Aardbevingen komen overal aan plaatranden voor, dagelijks. Daar liggen ook de meeste vulkanen. Plaatranden zijn enorm complexe regio’s, en het is interessant te kijken naar verbanden tussen aardbevingen en de vulkanen die in de buurt liggen. Kunnen aardbevingen vulkaanuitbarstingen veroorzaken?
Het antwoord is: waarschijnlijk wel, afhankelijk van verschillende factoren zoals: de magnitude van de aardbeving, de nabijheid van de vulkaan bij een epicentrum, de spanning en druk waaronder het magma staat en hoe weinig die nodig heeft om een kritisch punt te bereiken en ‘over te koken’. Daarnaast kunnen ook de bewegingen in magma en hydrothermale activiteit in en rond magmakamers zelf de veroorzaker zijn van aardbevingen.
- De aardbeving op Tonga op 31 maart 2025 en de Hunga Tonga vulkaan.
- Aardbevingen bij de Campi Flegrei vulkaan, een voorbeeld van een vulkaan die zelf beeft.
Mogelijke interacties tussen vulkanen en aardbevingen
Er zijn verschillende wetenschappelijke studies en voorbeelden van vulkanen waarbij aardbevingen mogelijks tot een uitbarsting hebben geleid.

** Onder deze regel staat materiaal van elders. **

PR #192, opened 2021-03-15
Added cEUR mainnet proposals

martinvol:


CGPs/0023.md
```diff
@@ -10,43 +10,42 @@
...
+Following [CR3](https://github.com/celo-org/celo-proposals/blob/master/CGPs/0022.md), cEUR will be in an status where it would be imposible to mint or burn due empty buckets that are not possible to update (because Mento buckets are zero and there are no oracles enable to updated), but cEUR will be possible to move. Freezing is meant to prevent cEUR from moving before enabling the stability mechanism.
 
-cEUR in circulation with no stability mechanism in place can lead to a depledge. Although the risk of cEUR moving before its full activation it's very low, this proposal will add an extra ledger of security. The only to address holding cEUR after CR3 is deployed will by the community fund (Governance Proxy) and a Celo Foundation wallet.
+cEUR in circulation with no stability mechanism in place can lead to a depledge. Although the risk of cEUR moving before its full activation it's very low, this proposal will add an extra layer of security. The only two addresses holding cEUR after CR3 is deployed will by the [Community Fund](https://celocommunityfund.org/) (Governance Proxy) and a Celo Foundation wallet.
```
bowd, line 15: nit: I might be wrong but I think the correct term is `depeg` / `de-peg`. Depledge is something a bit different from my understanding:


> depeg
> To remove a previously instituted peg on a currency. For example, if Currency A is pegged to Currency B at a 1:1 ratio, but the central bank for Currency A decides to let it float, it is said to be depegged from Currency B. Depegging may occur if the peg is causing inflation or if the central bank is unable to sustain the peg for other reasons.

---

> depledge
> (transitive, intransitive) To revoke one's pledge of allegiance to a college fraternity.

CGPs/0023.md
```diff
@@ -10,43 +10,42 @@
...
 [CGP #26](https://github.com/celo-org/celo-proposals/blob/master/CGPs/0022.md) was merged into this proposal after Baklava deployment.
 
-## Proposed Changes
 
-Fill out the following template for each transaction in the proposal
+## Proposed Changes
 
-1. The first X transactions enable a specific address to report to StableTokenEUR
+1. The first ten transactions enable a specific address to report to StableTokenEUR
   - Destination: SortedOragles.addOracle
```
tkporter, line 25: SortedOragles -> SortedOracles

CGPs/0023.md
```diff
@@ -10,43 +10,42 @@
 
 This governance proposal enables oracle addresses to make them able to report the value of CELO/EUR for the cEUR contract, deployed on [CR3](https://github.com/celo-org/celo-proposals/blob/master/CGPs/0022.md). It also proposed to send 100 CELO to each of the oracles to cover gas fees for the first couple of years and freezing StableTokenEUR (cEUR) and ExchangeEUR.
```
tkporter, line 11: I think `It also proposed` -> `It also proposes`

tkporter: Not super passionate but it may be good to rationalize the 100 CELO amount, eg how much we've seen existing oracles use and why 100 makes sense

CGPs/0023.md
```diff
@@ -10,43 +10,42 @@
...
+- Adding new oracles will add load to the network, which is not a problem at this stage but could become one as new stable assets and other projects deploy new oracles and network adoption grows.
+- Oracle rate risk: In case of imprecise CELO/USD oracle rates and/or manipulated CELO/USD market rates, users could exchange cUSD or CELO with the reserve at a price that does not reflect the current market valuation. This could negatively affect the reserve collateralization ratio and therefore long-term cUSD stability in two ways: First, a user could mint X cUSD while providing less than X USD worth of reserve collateral and second, a user could redeem Y cUSD for more than Y USD worth of reserve collateral. The major mitigant of this risk is the initial reduction of the reserveFraction parameter as explained in the overview section which comes at the cost of the risks described further below. Additional mitigants include oracle client features like a circuit breaker protecting against unreasonably large price movements. (Same as [CGP #0007](https://github.com/celo-org/celo-proposals/blob/master/CGPs/0007.md))
```
bowd, line 47: Should this reference CELO/EUR cEUR, or if not make it clear why we're referencing that here, is it because they share the reserver?

CGPs/0023.md
tkporter, line 15: `CR3 is deployed will by` -> `CR3 is deployed will be`

bowd (approved):
Looking good! 💶

CGPs/0023.md
```diff
@@ -10,43 +10,42 @@
...
+ 
 [CGP #26](https://github.com/celo-org/celo-proposals/blob/master/CGPs/0022.md) was merged into this proposal after Baklava deployment.
 
-## Proposed Changes
 
-Fill out the following template for each transaction in the proposal
+## Proposed Changes
 
-1. The first X transactions enable a specific address to report to StableTokenEUR
+1. The first ten transactions enable a specific address to report to StableTokenEUR
```
tkporter, line 24: nit: make it clear that this is enabling multiple addresses to report to SortedOracles for the StableTokenEUR rate

tkporter (approved):
All the proposal values look good to me

CGPs/0023.md
nvtaveras, line 11:
```suggestion
This governance proposal enables oracle addresses to make them able to report the value of CELO/EUR for the cEUR contract, deployed on [CR3](https://github.com/celo-org/celo-proposals/blob/master/CGPs/0022.md). It also proposes to send 100 CELO to each of the oracles to cover gas fees for the first couple of years and freezing StableTokenEUR (cEUR) and ExchangeEUR.
```

CGPs/0023.md
martinvol, line 15:
```suggestion
cEUR in circulation with no stability mechanism in place can lead to a de-peg. Although the risk of cEUR moving before its full activation it's very low, this proposal will add an extra layer of security. The only two addresses holding cEUR after CR3 is deployed will be the [Community Fund](https://celocommunityfund.org/) (Governance Proxy) and a Celo Foundation wallet.
```

CGPs/0023.md
martinvol: Thanks! 🥴

CGPs/0023.md
```diff
@@ -10,43 +10,42 @@
 
 This governance proposal enables oracle addresses to make them able to report the value of CELO/EUR for the cEUR contract, deployed on [CR3](https://github.com/celo-org/celo-proposals/blob/master/CGPs/0022.md). It also proposed to send 100 CELO to each of the oracles to cover gas fees for the first couple of years and freezing StableTokenEUR (cEUR) and ExchangeEUR.
 
-Following [CR3](https://github.com/celo-org/celo-proposals/blob/master/CGPs/0022.md), cEUR will be in an status where it would be imposible to mint or burn due empty buckets that are not possible to update (assuming no oracle reports, but cEUR will be possible to move. Freezing is meant to prevent cEUR from moving before enabling the stability mechanism.
+Following [CR3](https://github.com/celo-org/celo-proposals/blob/master/CGPs/0022.md), cEUR will be in an status where it would be imposible to mint or burn due empty buckets that are not possible to update (because Mento buckets are zero and there are no oracles enable to updated), but cEUR will be possible to move. Freezing is meant to prevent cEUR from moving before enabling the stability mechanism.
```
nvtaveras, line 13:
```suggestion
Following [CR3](https://github.com/celo-org/celo-proposals/blob/master/CGPs/0022.md), cEUR will be in a status where it will be imposible to mint or burn due to empty buckets that are not possible to update (because Mento buckets are zero and there are no oracles enabled to update them), but cEUR will be transferable. Freezing is meant to prevent cEUR being transferred before enabling the stability mechanism.
```

CGPs/0023.md
martinvol: True!

martinvol, line 47:
```suggestion
- Oracle rate risk: In case of imprecise CELO/EUR oracle rates and/or manipulated CELO/EUR market rates, users could exchange cEUR or CELO with the reserve at a price that does not reflect the current market valuation. This could negatively affect the reserve collateralization ratio and therefore long-term cEUR stability in two ways: First, a user could mint X cEUR while providing less than X EUR worth of reserve collateral and second, a user could redeem Y cEUR for more than Y EUR worth of reserve collateral. The major mitigant of this risk is the initial reduction of the reserveFraction parameter as explained in the overview section which comes at the cost of the risks described further below. Additional mitigants include oracle client features like a circuit breaker protecting against unreasonably large price movements. (Same as [CGP #0007](https://github.com/celo-org/celo-proposals/blob/master/CGPs/0007.md))
```

YazzyYaz (approved):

Seismische activiteit heeft namelijk invloed op magmakamers omdat ze via drukgolven het magma, en complexe evenwichten in de vloeistofdynamica, verstoren en uit balans brengen. Interactie tussen vulkanen en aardbevingen, hoewel zeldzaam en moeilijk met zekerheid vast te stellen, kent wereldwijd wetenschappelijke belangstelling.

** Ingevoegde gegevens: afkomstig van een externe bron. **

PR #204, opened 2021-04-08
Added Celo Forum discussion link

albertclabs:


albertclabs:
Added to Pedro's branch instead.

PR #222, opened 2021-05-07
[TBD] Reserve Voting

asaj:


zviadm:
Two quick notes on first glance:
* There is already too much locked CELO which is leading to ever decreasing yield on locked and voting CELO. This will significantly speed up inflation and cause rewards to decrease further. That doesn't seem great. Also this seems to be pretty bad for people who have locked CELO and good for people who don't have locked CELO. So I don't think people will vote against their direct interests to get this to pass?

* I think this will either make it very difficult to elect a new validator group, or it will open up opportunities for shenanigans to get validators elected right before epoch switches: 
-> Here is on example:
--> Lets say I have direct control over votes to elect 2 validators. I create two validator groups A0, A1.
--> First i use these votes to elect A0 with 2 validators and i get all the proportional reserve votes applied to my group.
--> Right before next epoch switch, I shift all my votes to not-yet elected A1 group, I also get reserve to move proportional votes from some other lowest voted groups to A1.
--> Before epoch switches, I shift back all my own votes back to A0. So now I have A0 with my own votes + reserve votes. A1 with reserve votes. It is very likely that I will get A1 group elected too with at least with 1 validator, assuming reserve is casting significant amount of votes overall.
--> This attack gets worse if attacker controls more votes directly. And you actually don't have to even stop at just having 1 extra group, you can have many other groups like A2, A3, A4 and get them all proportional reserve votes too right before epoch switches and get them all elected. 

If you try to patch this attack, I think it will then cause another issue. It will become very difficult to get new validator group elected because you wont be able to shift reserve votes until your new group is already electted.

asaj:
Thanks @zviadm! There are other compelling reasons why we shouldn't do this that we can argue regardless of the implementation.

The reason that the protocol offers rewards to voters is to help secure the network by raising the barrier to entry into the validator set. If our goal is to design a reserve voting protocol that meets the definition of impartiality laid out in the CIP, reserve voting is actually providing no utility to the network. And so if our goal is to protect the reserve assets from inflation, there are less complicated ways of achieving that, e.g. by reducing the target yield to voters or by redirecting epoch rewards to the reserve directly.

asaj:
> There is already too much locked CELO which is leading to ever decreasing yield on locked and voting CELO. This will significantly speed up inflation and cause rewards to decrease further. That doesn't seem great. Also this seems to be pretty bad for people who have locked CELO and good for people who don't have locked CELO. So I don't think people will vote against their direct interests to get this to pass?


This is an interesting comment. I'm actually of the belief that voting rewards *should* be decreased; rewards are only useful in so far as they incentivize people to vote, and it's not clear to me that we wouldn't see a similar amount of voting with lower yields. In effect, holders of CELO that don't vote subsidize this yield, and by far the largest of those is the reserve. 

But perhaps that's a discussion to save for another time.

Aardbevingen kunnen de drukverhouding binnen magmakamers verstoren, vaak door breuken te creëren of door bestaande breuken in de aardkorst te verzwakken. Dit vergemakkelijkt het opstijgen van magma, dat onder hoge druk staat en lichter is dan de omgevende aardkorst. Het tijdsinterval tussen de aardbeving en de uitbarsting kan variëren van enkele uren tot meerdere weken, afhankelijk van de omstandigheden in de magmakamer en de aard van de tektonische activiteit. Er is echter geen universele tijdlijn, aangezien elke vulkaan en magmakamer uniek zijn.
De interacties zijn nog niet helemaal begrepen want de aarde geeft haar geheimen niet graag prijs. Het is ook een huzarenwerk alle historische en prehistorische gegevens met elkaar te verbinden, maar specialisten zijn daarmee bezig.
We weten bijvoorbeeld wel waar het risico op een aardbeving of vulkaanuitbarsting hoog is, maar we weten nooit exact wanneer de hel losbreekt. In eerste plaats omdat het moeilijk is diep in de ondergrond te kijken en subtiele veranderingen te registreren en te interpreteren. Daarbij komt ook dat het niet makkelijk is achteraf een interactie te bewijzen.
Hieronder enkele voorbeelden van aardbevingen die mogelijks wel een vulkaanuitbarsting hebben uitgelokt.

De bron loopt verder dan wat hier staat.